Jeśli szukasz okazji do randki w Internecie lub partnera do przygodnego seksu, uważaj na swoje dane. Wprawdzie panuje powszechne przekonanie, że w sieci jesteśmy anonimowi. Jednak co się stanie, gdy ktoś włamie się na portal randkowy i wykradnie nasze dane? Tak stało się z serwisem AdultFriendFinder, który padł ofiarą ataku hackerów.
Wyciek był poważny – wykradziono nie tylko dane aktywnych użytkowników, ale także, osób, które usunęły swoje konta z serwisu. Wyciek danych dotyczył aż 339 milionów kont. Z tego 19 milionów kont zostało usunięte przez użytkowników, ale ich dane nadal znajdowały się w bazie serwisu.
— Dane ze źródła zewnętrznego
Issue #6113, opened 2025-04-13
Tags-related performance improvements


etki:
**Please describe the feature request.**
Hi. As you surely know, all observability instruments have more demands for performance than anything else, as they lie on the critical path and are called more often than anything. Currently, Tags and its surroundings are major performance drainers due to many unoptimized places (i bet you've faced it, and it was the reason for `Tags#merge()`), and due to its API i can't solve many problems myself without overriding the class and its siblings in my own codebase. My suggestions are the following:

- Add `Tags#length()` and `Tags#isEmpty()` methods. Tags is already an Iterable and streamable type, there's not much sense in not doing it. With it, consumers would be able to size their ArrayList's and arrays properly, should they need to do some kind of processing.
- Add `Tags#getTag(int i)` method. This would allow zero-allocation iterations.
- Add `Tags#getTag(String key)` method and reuse it in `Meter#getTag(String key)`. It would be also beneficial to test if binary search would be more performant on common tag collection sizes.
- Add a `Tags#asList()` method, which will simply return `Collections.unmodifiableList(Arrays.asList(content))`. This will provide a common interface for consumers with almost minimal possible allocation.
- Add a `Tags#toArray()` method that would simply copy the array. For functionality such as replacing single tag this would result in much faster operations.
- Add a `Tags#copyTo(Tags[] target, int at, int skip, int amount)` for other operations that preserve full segments during their processing.
- Use it in `Meter.Id#getTags()`. This will significantly reduce allocation (currently a new ArrayList is allocated there, without a capacity hint, which also adds penalty) and avoid a potential call in currently existing forEach() call (if it won't get inlined).
- Expose `Tags Meter.Id#getRawTags()` or a similar method. There is not much sense in hiding it, as class is immutable and is already returned through getTagsAsIterable().
- Expose methods of kind `Tags.Unsafe#ofSorted(Tag... tags)` and `Tags.Unsafe#ofSorted(Tag[] tags, int length)` to avoid sorting altogether for the people who know what they are doing. I merge different sorted sources of tags in my case, by knowing that i can merge this sources in an already sorted way; for the tag value replacing filter it would also be a blessing to just copy an array and modify a single item there without any re-sorting.
- Add `Meter.Id#replaceTags(Tags)`, which would allow to skip excessive calls (at least .iterator().next() is currently on the code path, unnecessary allocation that could have been avoided).

[...]

PR #6174, opened 2025-04-25
Add benchmarks for basic prebuilt MeterFilter implementations

etki:
# What is this?

This PR contains only benchmarks for some basic API, MeterFilter implementations and a couple of Tags methods - no new symbols visible for users, no changes in production code. It goes a bit extra by exploiting different inputs so that different usage patterns would be evaluated and "better at this count, yet worse at that count" situations had less chance of getting unnoticed (assuming that whoever works on improving performance of specific code part runs these benchmarks prior to and after the changes).

# Is it really needed?

I'm prepping other PRs for some non-dramatic updates in filters and tags code (also no new symbols or new functionality, but changing the existing one preserving the present functionality), so these benchmarks just had to emerge. It's not up to me to decide if they are needed in the project, but they came up naturally and they shouldn't take any resources from anyone except for the time from people explicitly running them, so i don't see an obstacle here.

But at the same time i'm just having fun, so i don't have a problem with any requested changes or removals.

# There are already benchmarks for tags!

Yes, but: 1) i've noticed them just when i was preparing this PR, 2) they use static input (which also comes with a fixed size). I don't have any energy to check the assembly, but JIT theoretically might infer wrong assumptions from that; i also think that dynamic input size is a must here, as the whole sort-the-array story is non-linear from the very beginning. Not sure what do with these, but you can guide me.

# Aren't these benchmarks too sophisticated?

They are sophisticated, but not "too" for me; they aren't entirely necessary, but since they are coming for free and doing the more thorough matrix evaluation, i see this as a benefit. But i'm farming my XP here, so if there's a concern against checking these in, i'm OK with it.

# Any interesting results?

These are just the baseline measurements, i.e. they exist to compare two different revisions. There are some hints on the situations that can be improved. Selecting the biggest offender (using Intel N100 @ 2GHz) for a dramatic effect:

| name | ignored tags | tags in identifier | result | unit|
|:--|:--|:--|:--|:---|
| config.filter.MeterFilterIgnoreTagsBenchmark.baseline | 64 | 64 | 8439.085 ±  7.119 | ns/op |
| config.filter.MeterFilterIgnoreTagsBenchmark.baseline:instructions:u | 64 | 64 | 38896.080 | #/op |

Thing's happening here is just taking ~64 elements (there are many samples, _most_ of which have 64 tags) and filter out the ones that match a set of 64 keys. While here it comes at 8.4usec, this could be just an O(n) task executing in a matter of a couple of hundreds of nanoseconds. My forthcoming PRs would somewhat address things like that (being honest: this is the biggest offender, other places are not so impressive), but getting to the best position would require #6113.

### DIFF
--- a/benchmarks/benchmarks-core/src/jmh/java/io/micrometer/benchmark/BenchmarkSupport.java
+++ b/benchmarks/benchmarks-core/src/jmh/java/io/micrometer/benchmark/BenchmarkSupport.java
@@ -15,7 +15,7 @@
  */
 package io.micrometer.benchmark;
 
-import io.micrometer.common.lang.Nullable;
+import org.jspecify.annotations.Nullable;
 import org.openjdk.jmh.annotations.Mode;
 import org.openjdk.jmh.profile.GCProfiler;
 import org.openjdk.jmh.profile.LinuxPerfAsmProfiler;
@@ -204,7 +204,7 @@ public class BenchmarkSupport {
             .warmupTime(new TimeValue(5L, TimeUnit.SECONDS))
             // 9.5m benchmarks
             .measurementIterations(57)
-            .measurementTime(new TimeValue(5L, TimeUnit.SECONDS))
+            .measurementTime(new TimeValue(10L, TimeUnit.SECONDS))
             .mode(Mode.AverageTime)
             .timeUnit(TimeUnit.NANOSECONDS)
             .shouldDoGC(true)
--- a/benchmarks/benchmarks-core/src/jmh/java/io/micrometer/benchmark/BenchmarkSupport.java
+++ b/benchmarks/benchmarks-core/src/jmh/java/io/micrometer/benchmark/BenchmarkSupport.java
@@ -1,0 +1,298 @@
+/*
+ * Copyright 2025 VMware, Inc.
+ *
+ * Licensed under the Apache License, Version 2.0 (the "License");
+ * you may not use this file except in compliance with the License.
+ * You may obtain a copy of the License at
+ *
+ * https://www.apache.org/licenses/LICENSE-2.0
+ *
+ * Unless required by applicable law or agreed to in writing, software
+ * distributed under the License is distributed on an "AS IS" BASIS,
+ * WITHOUT WARRANTIES OR CONDITIONS OF ANY KIND, either express or implied.
+ * See the License for the specific language governing permissions and
+ * limitations under the License.
+ */
+package io.micrometer.benchmark;
+
+import io.micrometer.common.lang.Nullable;
+import org.openjdk.jmh.annotations.Mode;
+import org.openjdk.jmh.profile.GCProfiler;
+import org.openjdk.jmh.profile.LinuxPerfAsmProfiler;
+import org.openjdk.jmh.profile.LinuxPerfNormProfiler;
+import org.openjdk.jmh.runner.Runner;
+import org.openjdk.jmh.runner.RunnerException;
+import org.openjdk.jmh.runner.options.ChainedOptionsBuilder;
+import org.openjdk.jmh.runner.options.Options;
+import org.openjdk.jmh.runner.options.OptionsBuilder;
+import org.openjdk.jmh.runner.options.TimeValue;
+
+import java.util.Arrays;
+import java.util.BitSet;
+import java.util.Locale;
+import java.util.Random;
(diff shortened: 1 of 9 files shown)


benchmarks/benchmarks-core/src/jmh/java/io/micrometer/benchmark/BenchmarkSupport.java
```diff
@@ -0,0 +1,298 @@
...
+    }
+
+    public static ChainedOptionsBuilder defaults() {
+        ChainedOptionsBuilder options = new OptionsBuilder().forks(1)
+            // 0.5m warmups
+            .warmupIterations(6)
+            .warmupTime(new TimeValue(5L, TimeUnit.SECONDS))
+            // 9.5m benchmarks
+            .measurementIterations(57)
+            .measurementTime(new TimeValue(5L, TimeUnit.SECONDS))
```
shakuzen: I'm curious if there was any particular motivation to use 5 seconds instead of the JMH default of 10 seconds per iteration. Also, the comment says 9.5 minutes of measurement, but 9.5 minutes would be 57 iterations * 10 seconds.

benchmarks/benchmarks-core/src/jmh/java/io/micrometer/benchmark/core/instrument/config/filter/MeterFilterCommonTagsBenchmark.java
```diff
@@ -0,0 +1,94 @@
...
+
+    private static final int MASK = BenchmarkSupport.DEFAULT_MASK;
+
+    private static final int SAMPLE_STEP = BenchmarkSupport.SAMPLE_STEP;
+
+    @Param({ "0", "1", "2", "4", "8", "16", "32", "64" })
+    public int supplied;
+
+    @Param({ "0", "1", "2", "4", "8", "16", "32", "64" })
+    public int ignored;
```
shakuzen: Probably should be something like `commonTagCount`. I'd guess this was copied from the ignore tags benchmark.

benchmarks/benchmarks-core/src/jmh/java/io/micrometer/benchmark/core/instrument/config/filter/MeterFilterIgnoreTagsBenchmark.java
```diff
@@ -0,0 +1,91 @@
...
+import io.micrometer.core.instrument.Meter;
+import io.micrometer.core.instrument.Tag;
+import io.micrometer.core.instrument.config.MeterFilter;
+import org.openjdk.jmh.annotations.*;
+import org.openjdk.jmh.runner.RunnerException;
+
+import java.util.concurrent.TimeUnit;
+
+/**
+ * Evaluates performance of {@link MeterFilter#commonTags(Iterable)}. To simulate at least
```
shakuzen:
```suggestion
 * Evaluates performance of {@link MeterFilter#ignoreTags(Iterable)}. To simulate at least
```

benchmarks/benchmarks-core/src/jmh/java/io/micrometer/benchmark/BenchmarkSupport.java
```diff
@@ -0,0 +1,298 @@
...
+ *
+ * Unless required by applicable law or agreed to in writing, software
+ * distributed under the License is distributed on an "AS IS" BASIS,
+ * WITHOUT WARRANTIES OR CONDITIONS OF ANY KIND, either express or implied.
+ * See the License for the specific language governing permissions and
+ * limitations under the License.
+ */
+package io.micrometer.benchmark;
+
+import io.micrometer.common.lang.Nullable;
```
shakuzen: Please rebase on the latest `main` and update any nullability annotations to use the jSpecify annotations.

shakuzen (commented):
Thank you for all the work on this. It's far more sophisticated than our existing benchmarks. It generally looks good to me, but I've left some review comments. Could you rebase on `main` when you have a chance and look at the review comments? Then I think we're ready to merge, if @jonatan-ivanov doesn't have any objections.

shakuzen:
@etki following up to see if you've had a chance to check my review.

shakuzen:
I've addressed the review comments and rebased on the latest `main`.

Wykradziono podczas włamania dane użytkowników serwisów penthouse.com – 7 milionów kont, i cams.com – 62 miliony kont.
Jakie dane wyciekły z AdultFriendFinder
Choć sprawcy ataku na serwis AdultFriendFinder pozostają nieznani to wiadomo, jakie dane wyciekły. Kradzież dotyczyła zatem:
- nazw użytkowników,
- adresów e-mail,
- haseł, które zaszyfrowano łatwą do złamania metodą SHA-1,
- dat ostatnich logowań,
- informacji o płatnościach.
Wprawdzie przedstawiciele serwisu AdultFriendFinder nie potwierdzili informacji o włamaniu. Przyznali jednak, że istniejąca w zabezpieczeniach luka zostanie szybko załatana.
Jak bezpiecznie korzystać z portalu randkowego
Obecnie prowadzone badania dowodzą, że nawet 41% singli szuka swojej drugiej połówki na portalach randkowych. Tego typu strony to także idealne miejsce dla osób szukających okazji do jednorazowego flirtu czy przygodnego seksu. Wiele osób nie chce, by o ich internetowej przygodzie dowiedziała się rodzina, znajomi z pracy czy partner. Niestety, flirt online może łatwo skończyć się kradzieżą danych. Należy zatem pamiętać, by nie posiadać takich samych danych do logowania do swoich kont. Warto też pomyśleć o osobnym adresie e-mail, który będzie wykorzystywany do randek online. Dobrym zabezpieczeniem przed złośliwym oprogramowaniem na portalach randkowych i erotycznych, a także spamem wysyłanym przez rzekomych nowych partnerów będzie aktualny program antywirusowy np. Kaspersky Internet Security, AVG czy Bitdefender.